冰冷的石壁渗出潮湿的水汽,混合着铁锈与腐烂的气息,在狭小的空间里凝成令人作呕的雾。艾莉希雅·圣光蜷缩在囚室的角落,那件象征光明与纯洁的白色圣袍早已被污渍浸透,裙摆撕裂出一道道口子,露出她苍白的小腿。脖颈、手腕、脚踝处缠绕着漆黑如墨的锁链,每一环都刻着扭曲的符文,像活物般微微蠕动,吞噬着她体内残存的圣光之力。她试图调动那曾经汹涌澎湃的力量,换来的只有锁链更紧的勒紧,以及从骨髓深处传来的剧痛。光明教廷的圣女,如今只是一只被拔去羽翼的囚鸟。
三天了。
她记得自己被俘虏的那个夜晚。她率领圣骑士团突袭深渊裂隙,以为能一举封印魔王阿兹莫德的巢穴。可那不过是陷阱。暗紫色的魔法屏障瞬间吞没了整个队伍,圣骑士的惨叫淹没在恶魔的狂笑声中。她在混乱中被一股无形的力量拖入地底,醒来时便在这座由活石与怨魂砌成的牢笼里。没有窗户,没有阳光,只有头顶那颗幽蓝的魔晶石散发着病态的光晕,将她的影子拉成扭曲的形状。

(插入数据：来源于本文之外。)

PR #1814, opened 2026-02-13
Add API key settings to gemini-extension.json

jarrodcolburn:
Added settings for API key configuration.


jarrodcolburn:
was missing `settings` section to set API key. see
https://geminicli.com/docs/extensions/reference/#settings

jarrodcolburn:
after this inclusion should be able to run `gemini extensions config` to be prompted to include API key

fahreddinozcan (approved):
Thank you!

PR #2025, opened 2026-02-26
Fix command syntax in README for local server connection

hendra-samudera:
Remove space before npx on claude code local server instalation


enesgules:
the one on the readme is the correct syntax per docs. https://code.claude.com/docs/en/mcp#option-3-add-a-local-stdio-server

hendra-samudera:
Oh ok my bad. Thanks for the reply 👍

PR #2056, opened 2026-03-01
fix: remove hardcoded encryption key, hash IPs instead of leaking plaintext

ashsolei:
## Summary

Removes hardcoded default encryption key and replaces plaintext IP fallbacks with SHA-256 hashing.

### Problem

The `DEFAULT_ENCRYPTION_KEY` constant (`000102...1e1f`) is checked into source code. Any deployment that doesn't explicitly set `CLIENT_IP_ENCRYPTION_KEY` silently uses this well-known key, rendering all client IP encryption meaningless — anyone with access to the source can decrypt the IPs.

Additionally, on any encryption failure (invalid key format, runtime error), the code falls back to returning the raw client IP in plaintext.

### Fix

1. **Removed `DEFAULT_ENCRYPTION_KEY`** — `ENCRYPTION_KEY` is now `undefined` when the env var is not set
2. **Added `hashClientIp()`** — Uses SHA-256 to one-way hash client IPs when encryption is unavailable
3. **All fallback paths now hash instead of returning plaintext** — covers missing key, invalid key format, and runtime encryption errors

### Behavior Change

| Scenario | Before | After |
|----------|--------|-------|
| No env var set | Encrypts with well-known key | SHA-256 hash (prefix: `sha256:`) |
| Invalid key format | Returns raw IP | SHA-256 hash |
| Encryption error | Returns raw IP | SHA-256 hash |
| Valid key set | AES-256-CBC encryption | AES-256-CBC encryption (unchanged) |

The SHA-256 hash preserves the ability to correlate requests from the same client IP while ensuring the IP address itself cannot be recovered.

### DIFF
--- a/packages/mcp/src/lib/encryption.ts
+++ b/packages/mcp/src/lib/encryption.ts
@@ -1,8 +1,7 @@
-import { createCipheriv, randomBytes } from "crypto";
+import { createCipheriv, randomBytes, createHash } from "crypto";
 import { SERVER_VERSION } from "./constants.js";
 
-const DEFAULT_ENCRYPTION_KEY = "000102030405060708090a0b0c0d0e0f101112131415161718191a1b1c1d1e1f";
-const ENCRYPTION_KEY = process.env.CLIENT_IP_ENCRYPTION_KEY || DEFAULT_ENCRYPTION_KEY;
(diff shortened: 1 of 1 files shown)


ashsolei:

PR #2059, opened 2026-03-01
fix: create per-request McpServer in HTTP mode to prevent transport races

ashsolei:
The module-level `McpServer` singleton is shared across all concurrent HTTP requests. Each request calls `server.connect(transport)` which overwrites the server's internal `_transport` binding. When requests overlap, response A can be sent through request B's transport, delivering data to the wrong client.

## Root Cause

`McpServer.connect()` (from `@modelcontextprotocol/sdk`) binds the server to a single transport. With one shared server and per-request transports, the last `connect()` call wins — earlier requests lose their transport binding.

## Fix

Extract server creation and tool registration into a `createMcpServer()` factory function. In HTTP mode, each request now creates its own `McpServer` instance with an isolated transport binding.

- **Stdio mode**: Unchanged — uses the module-level singleton (only one transport ever exists)
- **HTTP mode**: Each request creates a fresh `McpServer` via `createMcpServer()`, connects its own transport, and handles the request in isolation

Since Context7 tools are stateless (they proxy to the Context7 API), there is no shared state concern with per-request server instances.

### DIFF
--- a/packages/mcp/src/index.ts
+++ b/packages/mcp/src/index.ts
@@ -119,33 +119,28 @@ function getClientIp(req: express.Request): string | undefined {
   return undefined;
 }
 
-const server = new McpServer(
-  {
-    name: "Context7",
-    version: SERVER_VERSION,
-  },
-  {
-    instructions:
-      "Use this server to retrieve up-to-date documentation and code examples for any library.",
-  }
-);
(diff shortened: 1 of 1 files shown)


ashsolei:

PR #2102, opened 2026-03-04
fix(sdk): avoid raw SyntaxError on non-JSON error responses

### LINKED ISSUE #1964: Bug: SDK HttpClient throws raw SyntaxError instead of Context7Error on non-JSON error responses
## Bug Description

The SDK's `HttpClient.request()` method calls `res.json()` without a try/catch in the error-response path. When the server returns a non-JSON error body (HTML 502 gateway page, plain-text 429, Cloudflare challenge page, etc.), `res.json()` throws a native `SyntaxError` that bypasses the `Context7Error` type system.

## Affected Code

**File:** `packages/sdk/src/http/index.ts`, lines ~171-173

```typescript
if (!res.ok) {
  const errorBody = (await res.json()) as { error?: string; message?: string };
  throw new Context7Error(errorBody.error || errorBody.message || res.statusText);
}
```

`res.json()` is called bare — no try/catch, no Content-Type guard.

## Impact

- Any caller using `catch (error) { if (error instanceof Context7Error) ... }` will miss the error entirely
- Infrastructure errors (Cloudflare 502, AWS ALB 503, rate limiting 429 with HTML body) surface as confusing `SyntaxError: Unexpected token '<' at position 0` instead of a typed error with the HTTP status
- This affects all SDK consumers: the CLI, the MCP server, and any third-party integration using the SDK

## Steps to Reproduce

1. Configure Context7 SDK to point to a server that returns a non-JSON error
2. (Or simulate: proxy returning HTML 502 on the API endpoint)
3. Call any SDK method (e.g., `resolveLibraryId`)
4. Observe: `SyntaxError: Unexpected token '<'` instead of `Context7Error`

## Proposed Solution

Wrap `res.json()` in a try/catch:

```typescript
if (!res.ok) {
  const errorBody = await res.json().catch(() => ({})) as { error?: string; message?: string };
  throw new Context7Error(errorBody.error || errorBody.message || res.statusText);
}
```

This is a one-line change (adding `.catch(() => ({}))`) that ensures non-JSON error bodies gracefully fall through to the `res.statusText` fallback message, and the error is always a typed `Context7Error`.

Happy to submit a PR for this fix.

mitre88:
## Summary
- wrap SDK error JSON parsing in a safe try/catch path inside HttpClient.request()
- ensure non-JSON error bodies still produce a typed Context7Error
- add unit tests for JSON and non-JSON error response behavior

## Why
When the API returns HTML/plain-text error content, res.json() throws a raw SyntaxError. This bypasses Context7Error handling in consumers.

## Verification
- pnpm --filter @upstash/context7-sdk lint
- pnpm --filter @upstash/context7-sdk exec vitest run src/http/index.test.ts

Closes #1964

### DIFF
--- a/packages/sdk/src/http/index.test.ts
+++ b/packages/sdk/src/http/index.test.ts
@@ -1,0 +1,51 @@
+import { afterEach, describe, expect, test, vi } from "vitest";
+import { HttpClient } from "./index";
+import { Context7Error } from "@error";
+
+describe("HttpClient error handling", () => {
+  afterEach(() => {
+    vi.restoreAllMocks();
+  });
+
+  test("throws Context7Error for non-JSON error responses", async () => {
+    vi.spyOn(globalThis, "fetch").mockResolvedValue(
+      new Response("<html>Bad gateway</html>", {
+        status: 502,
+        statusText: "Bad Gateway",
+        headers: { "content-type": "text/html" },
+      })
+    );
+
+    const client = new HttpClient({
+      baseUrl: "https://example.com/api",
+      retry: false,
+    });
+
+    try {
+      await client.request({ path: ["v2", "libs", "search"] });
+      throw new Error("Expected request to throw");
+    } catch (error) {
+      expect(error).toBeInstanceOf(Context7Error);
+      expect((error as Error).message).toBe("Bad Gateway");
+    }
+  });
+
+  test("prefers API error message when response body is JSON", async () => {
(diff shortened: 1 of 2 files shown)


mitre88:
Gentle ping — this fix prevents raw `SyntaxError` on non-JSON error responses in the SDK. Small, targeted change. Would appreciate a review when possible. Thanks!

艾莉希雅咬紧嘴唇,血珠从唇角渗出。她从未想过自己会沦落到这般境地。十四岁被选为圣女,十五岁加冕圣光之冕,十七岁便拥有净化整个堕落城镇的力量。她曾站在教廷最高处的阳台,俯瞰万千信徒匍匐膜拜,金色的光辉洒满她的白袍,仿佛神明在人间的化身。而现在,连一只老鼠都能在她面前肆无忌惮地啃食腐肉。

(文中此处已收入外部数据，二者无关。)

PR #2160, opened 2026-03-09
feat: add searchFilterApplied field to LibrarySearchResponse and SearchResponse interfaces; add warnings to cli and mcp

enesgules:


packages/cli/src/commands/docs.ts
```diff
@@ -91,6 +91,14 @@ async function resolveCommand(
   }
 
   log.blank();
+
+  if (data.searchFilterApplied) {
+    log.warn(
+      "Search results are filtered. To see all available libraries, update your public library access settings in the dashboard at https://context7.com/dashboard?tab=libraries"
```
fahreddinozcan: We don't mention how they're filtered, also these are already "all the available libraries to that user". maybe we should say sth like search over all public libraries? maybe

> Your results only include libraries matching your access settings. To search across all public libraries, update your settings at https://context7.com/dashboard?tab=libraries

fahreddinozcan (approved):

PR #2192, opened 2026-03-11
feat(cli): enumerate popularity and trust in skill search results

fahreddinozcan:
## Summary
- Replace raw install counts with star-based popularity rating (★☆☆ / ★★☆ / ★★★) based on install count thresholds (<100, <1000, 1000+)
- Replace numeric trust scores (0-10) with High/Medium/Low labels using MCP reputation thresholds (>=7, >=4, <4)
- Show install count range and raw trust score in the hover/description section
- Reorder `ctx7 setup` to show CLI + Skills before MCP server


packages/cli/src/utils/prompts.ts
```diff
@@ -14,19 +14,56 @@ export function terminalLink(text: string, url: string, color?: (s: string) => s
...
+export function formatPopularity(count: number | undefined): string {
+  const filled = "★";
+  const empty = "☆";
+  const max = 4;
+  let stars: number;
+  if (count === undefined || count === 0) stars = 0;
+  else if (count < 100) stars = 1;
+  else if (count < 500) stars = 2;
+  else if (count < 1000) stars = 3;
+  else stars = 4;
```
enesgules, line 29: there are max 4 stars but when a library has less, it shows 1 start and 2 empty stars so 3 in total

enesgules (approved):

packages/cli/src/utils/prompts.ts
fahreddinozcan: if it's larger than 1000, it shows 4 stars

image

PR #2271, opened 2026-03-18
fix(mcp): support NODE_EXTRA_CA_CERTS for enterprise MITM proxies

### LINKED ISSUE #2268: [Bug]: `TypeError: fetch failed` behind enterprise MITM proxies (NODE_EXTRA_CA_CERTS ignored)
### Bug Description

When running `@upstash/context7-mcp` behind an enterprise transparent MITM proxy (like Zscaler or corporate VPNs), the server throws `TypeError: fetch failed` due to an `UNABLE_TO_VERIFY_LEAF_SIGNATURE` TLS error. 

While users attempt to fix this by setting the standard `NODE_EXTRA_CA_CERTS` environment variable, the setting is frequently stripped, ignored, or injected too late in the lifecycle when the MCP server is spawned by background client daemons (like Gemini CLI or certain Cursor configs) via `npx`.

Because the current `api.ts` relies strictly on Node's default `fetch()` TLS context (which is frozen at binary startup), the custom corporate certificates are ignored, severing the connection to `mcp.context7.com`.

### Proposed Fix

The fix I think should be simple. You are already utilizing `setGlobalDispatcher` from `undici` to handle explicit HTTP proxies. You can use that exact same mechanism to explicitly inject the user's CA certificates into the global dispatcher at runtime, completely bypassing the environment-stripping issues of MCP clients.

In `packages/mcp/src/lib/api.ts`, right around the proxy injection logic, you can add:

```typescript
import { Agent, ProxyAgent, setGlobalDispatcher } from "undici";
import * as fs from "fs";

// ... existing PROXY_URL logic ...

// If no explicit proxy URL is set, but custom CA certs are provided (for transparent proxies)
if (!PROXY_URL && process.env.NODE_EXTRA_CA_CERTS) {
  try {
    const ca = fs.readFileSync(process.env.NODE_EXTRA_CA_CERTS);
    setGlobalDispatcher(new Agent({ connect: { ca } }));
  } catch (error) {
    console.error(`[Context7] Failed to load custom CA certificates:`, error);
  }
}
```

她恨。恨魔王的狡诈,恨自己的愚蠢,更恨这具被封印的躯体——她甚至无法用圣光杀死自己。
脚步声从走廊尽头传来。
沉重、缓慢,每一步都像敲在心脏上。囚室的门无声无息地滑开,一股浓郁的硫磺与血腥气息扑面而来。艾莉希雅抬起头,目光与来人撞在一起。
阿兹莫德·深渊。
魔王比她想象中更像人类。他身材高大,披着漆黑的长袍,袍角绣着暗红色的火焰纹路,随着他的步伐微微流淌。皮肤是苍白的,近乎透明,能隐约看到皮下青紫色的血管网络。他的面容冷峻而精致,像一尊被诅咒的雕塑,嘴角噙着若有若无的笑意,那双猩红的眼睛却毫无温度,仿佛在打量一件有趣的物件。
他走进囚室,身后的石门自动合拢。空气骤然变得沉重,艾莉希雅感到一阵窒息般的压迫感,锁链上的符文同时亮起,发出刺耳的嗡鸣。她下意识地往后缩,脊背撞上冰冷的石壁。
“别害怕。”阿兹莫德的声音低沉而磁性,像是从深渊最深处传来的回响,带着某种令人放松的催眠意味。他蹲下身,伸出手,修长的手指轻轻拂过艾莉希雅的脸颊。那只手冷得像冰块,触感却出奇地光滑,仿佛从未沾染过杀戮的鲜血。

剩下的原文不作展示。